All of the season of meetings were over, and we had finally reached an agreement, and a good one for several reasons. It was for several books and would give me a clear path for about five years. I liked having the direction set so I could just get to work on writing. We had finalized the negotiation and would be signing in a few days.

I was at home after dinner talking with Tori, and my phone rang. It was a woman with whom I served on a board with and only saw a couple of times a year. I knew her, but not that well, and she certainly was not current on anything I was up to or working on. She knew nothing about my work with publishers.

“Hey, Shelly. How are you?” I asked.

“I’m good,” she said. “But I had a vision about you.”

“What?” I asked. “Really? Tell me.” This was not a normal occurrence for me. I was pretty new to the world of people having visions at that time.

“Well, it was very clear. I saw you in a yard, and you were talking to people in the yard, and there was a fence around all of you. Like a fenced in yard. And then the Lord said this: ‘You have been speaking to people in the yard, and he wants to remove the fence so you can speak to people outside the yard.’ And he says that you are about to sign some contract … I think it is about a book project or something … and he says if you sign it, it will keep you in that yard. So don’t sign it.”

Oh my … I was so certain things were going so well and my immediate future had so much clarity. And now this …

“So, Shelly … Are you sure? … This is from Him?” I always tend to ask that when I get people who have “messages from God.” There are a lot of kooks out there, and I rarely believe them. But this one … this had too much credibility in both the message and the messenger. It was so specific … and I knew exactly what it meant, too.

The deal was with a Christian publisher. And no matter what the title or subject of a book, if the publisher is Christian, retailers often will tend to bury it in the religious section of the bookstores (which actually existed at the time, before Amazon and online book buying). And the marketing would be mostly to the Christian world … and what that meant was clear in the vision: the people in the yard. God was telling me that He wanted me to talk to people outside the Christian world, outside the yard, and He was going to move the fence. How in the world would she ever know that I was (a) about to sign a book deal, and (b) one that would keep me talking to a certain closed group?

Another reason I also knew that this was real was that for about 18 months, when I would out on my patio to pray, I would hear a voice in my head say, I am taking you out the ministry. That is all it said, and it was clear. But I did not know what all that meant, other than for me, it did mean something very specific.” I was supposed to begin working outside the “Christian” world of audiences that I was speaking and writing too. To me, at that point, “ministry “meant Christian audiences, which back then, was most of what I did. And what I would discover soon was the message from that voice also meant much more about my publishing, leadership consulting work, business speaking, and media.

“Yes, I am sure,” she said. “It was from God. It was clear.”

I hung up bummed. Everything had looked so good, and now I knew I had to walk away from so much that was secure. But, as I learned way back in leaving Dallas, when God says “Go,” you do it, and you leave security behind. He will provide the next place to land. So, I walked away from the deal.

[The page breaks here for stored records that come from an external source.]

PR #7124, opened 2025-05-30
Fake PR for benchmarks

kwxm:
Checking to see  if benchmark results have become unstable again.


kwxm:
The results look pretty consistent apart from [this lot](https://github.com/IntersectMBO/plutus/pull/7124#issuecomment-2922722079).  We were getting occasional results like that before though.

PR #7125, opened 2025-05-30
Refactor budget output of CPU, Memory, and Size in golden tests to use numeric underscores for better readability.

Unisay:
Closes https://github.com/IntersectMBO/plutus/issues/7118


plutus-tx/testlib/PlutusTx/Test/Golden.hs
```diff
@@ -169,3 +168,25 @@ goldenEvalCekLog
...
+      . printf "%19s"
+      . reverse
+      . List.intercalate "_"
+      . chunksOf 3
+      . reverse
+      . show @Integer
+      . fromIntegral
+   where
+    chunksOf _ [] = []
+    chunksOf n xs = take n xs : chunksOf n (drop n xs)
```
SeungheonOh, line 192: There's `Data.Text.chunksOf` but `printf` needs `String` :/

plutus-tx/testlib/PlutusTx/Test/Golden.hs
```diff
@@ -169,3 +168,25 @@ goldenEvalCekLog
 goldenEvalCekLog name value =
   nestedGoldenVsDocM name ".eval" $
     prettyPlcClassicSimple . view _1 <$> rethrow (runPlcCekTrace value)
+
+prettyBudget :: PLC.ExBudget -> Size -> Doc ann
+prettyBudget (PLC.ExBudget (ExCPU cpu) (ExMemory mem)) (Size size) =
+  vsep
+    [ fill 8 "CPU:" <+> prettyIntRightAligned (fromSatInt @Int cpu)
+    , fill 8 "Memory:" <+> prettyIntRightAligned (fromSatInt @Int mem)
```
SeungheonOh, line 176: What was the reason for the change to "CPU" and "Memory"? For consistency with `Pretty ExBudget` instance, I think we should stay with "cpu" and "mem".

https://github.com/IntersectMBO/plutus/blob/de1b3ef1a5677d8b636054cf4005a91dcc6cb733/plutus-core/plutus-core/src/PlutusCore/Evaluation/Machine/ExBudget.hs#L198-L202

SeungheonOh (changes requested):
Left some comments, looks good in general. This is great!

plutus-tx/testlib/PlutusTx/Test/Golden.hs
```diff
@@ -169,3 +168,25 @@ goldenEvalCekLog
...
+    , fill 8 "Size:" <+> prettyIntRightAligned size
+    ]
+ where
+  prettyIntRightAligned :: (Integral i) => i -> Doc ann
```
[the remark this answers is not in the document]
Unisay: I made it "private" intentionally because its specific to the `prettyBudget`: it hardcodes the maximum width of a label (8), in this case the longest label is "Memory:". If someone calls it with a longer label then it will misbehave.

plutus-tx/testlib/PlutusTx/Test/Golden.hs
effectfully: We should make the official names "CPU", "MEM" and "Size". The first two are metrics of script execution and they should look similar. The last one isn't and it's fine that it doesn't look alike.

effectfully (approved):
Noice.

plutus-tx/testlib/PlutusTx/Test/Golden.hs
SeungheonOh: I won't block the PR over this, after all it's just aesthetic nitpicking.

This is my further reasoning for documentation purposes:
For me, CPU and Memory having different lengths made it feel more disconnected although they are both ExBudget and would always go together--this is unlike size which is outside of ExBudget.

effectfully: @SeungheonOh wanna shepherd that discussion? Move it to Slack, raise it during the technical meeting etc.

PR #7128, opened 2025-05-30
Move `caseList` and `caseData` to the end of the flat encoding

kwxm:
Fixes https://github.com/IntersectMBO/plutus-private/issues/1613.

It seems that we may decide not to release the `caseList` and `caseData` builtins.  This PR moves them to the very end of the flat encoding (tags 126 and 127) and adjusts the tags for `dropList` and the array builtins (which we're definitely going to release) to fill the gap.  The point of this is to make the changes as early as possible to stabilise the encoding before anything gets released and to make it easier to remove `caseList` and `caseData` if we decide to do  so (which will involve further changes to the implementation and specification).

### DIFF
--- a/plutus-core/plutus-core/src/PlutusCore/Default/Builtins.hs
+++ b/plutus-core/plutus-core/src/PlutusCore/Default/Builtins.hs
@@ -178,13 +178,14 @@ data DefaultFun
     | Ripemd_160
     -- Batch 6
     | ExpModInteger
-    | CaseList
-    | CaseData
     | DropList
     -- Arrays
     | LengthOfArray
     | ListToArray
     | IndexArray
+    -- Case
+    | CaseList
+    | CaseData
     deriving stock (Show, Eq, Ord, Enum, Bounded, Generic, Ix)
     deriving anyclass (NFData, Hashable, PrettyBy PrettyConfigPlc)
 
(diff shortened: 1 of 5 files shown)


plutus-core/plutus-core/src/PlutusCore/Default/Builtins.hs
```diff
@@ -178,13 +178,14 @@ data DefaultFun
...
     | ExpModInteger
-    | CaseList
-    | CaseData
     | DropList
     -- Arrays
     | LengthOfArray
     | ListToArray
     | IndexArray
+    -- Case
+    | CaseList
```
zliu41, line 187: Does the order of constructors here matter?

plutus-core/plutus-core/src/PlutusCore/Default/Builtins.hs
```diff
@@ -2281,111 +2282,111 @@ instance Flat DefaultFun where
...
 
-              DropList                        -> 90
+              LengthOfArray                   -> 89
+              ListToArray                     -> 90
+              IndexArray                      -> 91
 
-              LengthOfArray                   -> 91
-              ListToArray                     -> 92
-              IndexArray                      -> 93
+              CaseList                        -> 126
```
zliu41, line 2291: Is there a max bound for the tag number?

zliu41 (approved):

plutus-core/plutus-core/src/PlutusCore/Default/Builtins.hs
kwxm: > Does the order of constructors here matter?

No, I don't think so.  The main thing that should never change after deployment is the flat tag.  I think there are some things (tests etc) that iterate over the enumeration of all the builtins, so rearranging the constructors may alter the order that things happen in.  I just moved these to the end to make them easy to find.

PR #7138, opened 2025-06-11
[Builtins] Make costing of 'equalsData' more accurate

effectfully:
This makes the user not pay for so the nodes that `equalsData` ends up not processing (when `False` is returned early, because two nodes don't match and there's no point in traversing the `Data` objects further).


SeungheonOh:
As demonstrated [here](https://github.com/IntersectMBO/plutus/issues/7142#issuecomment-3034295837), costing update here doesn't really benefit script evaluations in the node. 

In short, this is because most validators when they use `equalsData` either use it on two data of same structure, like checking equality of `TxOutRef`. When they use `equalsData` on data of unknown structure, it's frequently comparing `Redeemer` or `Datum` which validators often expect `equalsData` to be true. So cases where new costing of `equalsData` actually being beneficial is very rare.

PR #7140, opened 2025-06-11
List handling in uglyTmCon

ramsay-t:
Fixes https://github.com/IntersectMBO/plutus-private/issues/1603

### DIFF
--- a/plutus-metatheory/src/Untyped.lagda.md
+++ b/plutus-metatheory/src/Untyped.lagda.md
@@ -76,8 +76,8 @@ uglyTmCon : TmCon → String
 {-# TERMINATING #-}
 uglyTmConList : (t : TyTag) → ⟦ list t ⟧tag → String
 uglyTmConList t [] = ""
-uglyTmConList t (x ∷ []) = uglyTmCon ((tmCon t x))
-uglyTmConList t (x ∷ l ∷ ls) = uglyTmCon ((tmCon t x)) ++ " , " ++ (uglyTmConList t (l ∷ ls))
+uglyTmConList t (x ∷ []) = uglyTmCon (tmCon t x)
+uglyTmConList t (x ∷ l ∷ ls) = uglyTmCon (tmCon t x) ++ " , " ++ (uglyTmConList t (l ∷ ls))
 
 uglyTmCon (tmCon integer x)              = "(integer " ++ show x ++ ")"
 uglyTmCon (tmCon bytestring x)           = "bytestring"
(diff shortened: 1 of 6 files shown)


plutus-metatheory/src/Untyped.lagda.md
```diff
@@ -72,6 +72,13 @@ uglyDATA : DATA → String
 uglyDATA d = "(DATA)"
 
 uglyTmCon : TmCon → String
+
+{-# TERMINATING #-}
+uglyTmConList : (t : TyTag) → ⟦ list t ⟧tag → String
+uglyTmConList t [] = ""
+uglyTmConList t (x ∷ []) = uglyTmCon ((tmCon t x))
```
kwxm: Are the double parentheses significant, or just accidental?  (Similarly in the next line).

ramsay-t: Huh.... No, double curly brackets are Agda significant, but not these :)

plutus-metatheory/src/Untyped.lagda.md
```diff
@@ -72,6 +72,13 @@ uglyDATA : DATA → String
 uglyDATA d = "(DATA)"
 
 uglyTmCon : TmCon → String
+
+{-# TERMINATING #-}
+uglyTmConList : (t : TyTag) → ⟦ list t ⟧tag → String
+uglyTmConList t [] = ""
```
kwxm, line 78: I guess there's are no enclosing `[]` and maybe a trailing comma?  That really is ugly!

plutus-metatheory/src/Untyped.lagda.md
```diff
@@ -72,6 +72,13 @@ uglyDATA : DATA → String
 uglyDATA d = "(DATA)"
 
 uglyTmCon : TmCon → String
+
+{-# TERMINATING #-}
```
kwxm, line 76: Can Agda not work out that it's terminating itself?

kwxm (approved):
Looks good.

plutus-metatheory/src/Untyped.lagda.md
ramsay-t: The brackets are added in the parent function. There are three patterns, not two, precisely to avoid the trailing comma...

plutus-metatheory/src/Untyped.lagda.md
ramsay-t: No, not when it is mutually recursive. It doesn't know that `(list (list (list t)))` is finite.

plutus-metatheory/src/Untyped.lagda.md
kwxm: Oh right: I was looking for [x] instead of x::[]. In that case it's not ugly at all!

PR #7144, opened 2025-06-12
Add plutus-metatheory to CHaP release process

kwxm:
The CHaP PR in the release process was failing, apparently because it didn't know about `plutus-metatheory`.  This adds `plutus-metatheory` to the list of stuff to be released to CHaP.

Also there were a lot of trailing spaces which I've deleted, which may confuse matters.

### DIFF
--- a/scripts/interactive-release.sh
+++ b/scripts/interactive-release.sh
@@ -4,11 +4,11 @@
 #
 # 1. Open a new Release PR in plutus
 # 2. Review and approve the Release PR in plutus, do not merge it yet
-# 3. Open and merge a new Plutus Release PR in CHaP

I won’t bore you with the details, but the publisher was dumbfounded and could not believe we were not going through with it. It made no sense … unless you were on that phone call. And then, it was confirmed.

Soon thereafter, Time Life called with an offer to do a book with a national secular media campaign they were doing with a music offering that would take the message way, way past the Christian audience I had been speaking to up to that point. So, John Townsend and I wrote a book for them called God Will Make a Way, and the beginning of talking to people outside the yard had begun. Now that “fence” was beginning to be removed.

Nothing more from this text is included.